Aim of the task: The lines to copy run from the one containing "VIITE-2055 disabled save" through the last line of the listing; copy them exactly and nothing more.
-- Data block follows --
PR #798, opened 2020-02-18
VIITE-2055 disabled save button for QA and Production

andre-policarpo:


viite-UI/src/view/NodeForm.js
-- Data block concluded --
Output below:
VIITE-2055 disabled save button for QA and Production

andre-policarpo:


viite-UI/src/view/NodeForm.js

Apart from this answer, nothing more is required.